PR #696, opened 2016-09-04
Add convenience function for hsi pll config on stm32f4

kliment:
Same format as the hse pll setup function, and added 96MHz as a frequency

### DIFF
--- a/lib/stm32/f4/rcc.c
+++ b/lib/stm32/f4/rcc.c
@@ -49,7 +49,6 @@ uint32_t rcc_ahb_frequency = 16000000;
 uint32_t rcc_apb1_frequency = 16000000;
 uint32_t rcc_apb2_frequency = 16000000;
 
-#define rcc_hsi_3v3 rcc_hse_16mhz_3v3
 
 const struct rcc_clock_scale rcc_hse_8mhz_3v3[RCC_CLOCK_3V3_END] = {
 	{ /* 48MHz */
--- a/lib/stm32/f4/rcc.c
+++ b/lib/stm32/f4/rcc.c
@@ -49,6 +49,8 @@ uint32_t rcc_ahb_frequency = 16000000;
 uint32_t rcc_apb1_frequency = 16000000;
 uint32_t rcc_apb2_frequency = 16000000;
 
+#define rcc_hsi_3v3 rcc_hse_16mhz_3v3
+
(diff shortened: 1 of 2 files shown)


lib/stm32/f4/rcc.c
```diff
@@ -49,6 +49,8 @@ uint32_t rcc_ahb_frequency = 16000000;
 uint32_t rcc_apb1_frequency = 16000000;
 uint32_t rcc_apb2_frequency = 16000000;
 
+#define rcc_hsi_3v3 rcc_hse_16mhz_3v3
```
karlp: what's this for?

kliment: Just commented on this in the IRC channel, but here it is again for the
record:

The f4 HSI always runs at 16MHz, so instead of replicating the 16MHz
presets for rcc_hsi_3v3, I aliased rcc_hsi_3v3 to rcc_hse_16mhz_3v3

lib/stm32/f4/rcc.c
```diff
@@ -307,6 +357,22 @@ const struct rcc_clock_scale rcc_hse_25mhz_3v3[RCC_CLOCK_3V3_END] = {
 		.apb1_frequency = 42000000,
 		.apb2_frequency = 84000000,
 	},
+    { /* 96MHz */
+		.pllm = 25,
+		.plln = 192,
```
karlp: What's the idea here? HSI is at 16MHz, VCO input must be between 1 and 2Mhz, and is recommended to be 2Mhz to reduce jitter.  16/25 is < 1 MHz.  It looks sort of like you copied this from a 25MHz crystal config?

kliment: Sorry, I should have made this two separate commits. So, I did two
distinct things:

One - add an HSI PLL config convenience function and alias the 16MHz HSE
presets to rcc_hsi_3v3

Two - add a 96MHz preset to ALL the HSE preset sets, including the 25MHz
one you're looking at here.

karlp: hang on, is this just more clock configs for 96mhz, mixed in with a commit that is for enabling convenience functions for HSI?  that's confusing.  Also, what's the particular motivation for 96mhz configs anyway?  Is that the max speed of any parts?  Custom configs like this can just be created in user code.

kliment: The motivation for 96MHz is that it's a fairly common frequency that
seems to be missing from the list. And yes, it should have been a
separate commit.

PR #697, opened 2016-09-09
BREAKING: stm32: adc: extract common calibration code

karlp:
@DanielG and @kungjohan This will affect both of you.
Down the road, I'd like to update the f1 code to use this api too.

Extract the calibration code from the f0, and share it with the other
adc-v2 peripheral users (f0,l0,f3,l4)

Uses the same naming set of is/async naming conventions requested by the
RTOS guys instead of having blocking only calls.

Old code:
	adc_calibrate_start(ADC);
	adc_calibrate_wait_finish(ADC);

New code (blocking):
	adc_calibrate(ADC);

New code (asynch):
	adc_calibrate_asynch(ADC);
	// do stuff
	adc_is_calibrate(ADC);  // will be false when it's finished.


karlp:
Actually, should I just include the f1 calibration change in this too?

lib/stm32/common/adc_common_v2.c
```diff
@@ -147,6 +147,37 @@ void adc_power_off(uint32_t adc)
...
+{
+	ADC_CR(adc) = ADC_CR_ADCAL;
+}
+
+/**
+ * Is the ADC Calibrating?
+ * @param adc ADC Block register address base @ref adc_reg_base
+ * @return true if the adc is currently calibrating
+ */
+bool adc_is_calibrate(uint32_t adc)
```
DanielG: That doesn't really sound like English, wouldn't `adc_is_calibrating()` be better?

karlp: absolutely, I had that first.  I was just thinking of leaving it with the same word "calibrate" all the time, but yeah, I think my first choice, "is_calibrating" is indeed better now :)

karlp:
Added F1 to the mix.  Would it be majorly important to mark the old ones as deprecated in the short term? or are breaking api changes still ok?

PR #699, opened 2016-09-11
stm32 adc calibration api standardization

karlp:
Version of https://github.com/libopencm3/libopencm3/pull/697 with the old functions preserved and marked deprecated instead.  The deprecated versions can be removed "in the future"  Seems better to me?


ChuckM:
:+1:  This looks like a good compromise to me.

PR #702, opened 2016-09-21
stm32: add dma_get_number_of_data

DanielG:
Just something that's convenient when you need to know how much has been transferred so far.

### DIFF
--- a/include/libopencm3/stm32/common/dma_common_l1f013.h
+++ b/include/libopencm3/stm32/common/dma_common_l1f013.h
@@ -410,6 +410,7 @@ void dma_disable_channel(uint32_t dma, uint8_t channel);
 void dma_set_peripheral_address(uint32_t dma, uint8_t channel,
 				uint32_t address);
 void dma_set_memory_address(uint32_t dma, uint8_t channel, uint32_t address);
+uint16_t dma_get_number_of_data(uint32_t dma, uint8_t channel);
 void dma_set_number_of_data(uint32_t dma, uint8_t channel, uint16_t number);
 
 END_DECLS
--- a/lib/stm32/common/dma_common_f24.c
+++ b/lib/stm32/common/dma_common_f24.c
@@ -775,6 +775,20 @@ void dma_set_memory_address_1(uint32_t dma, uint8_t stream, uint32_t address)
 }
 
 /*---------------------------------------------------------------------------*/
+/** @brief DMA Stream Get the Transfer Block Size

* _Directions for this task_
In the data above, count the lines where the word "kliment" appears; reply with the number only.

* _Finished exercise_
4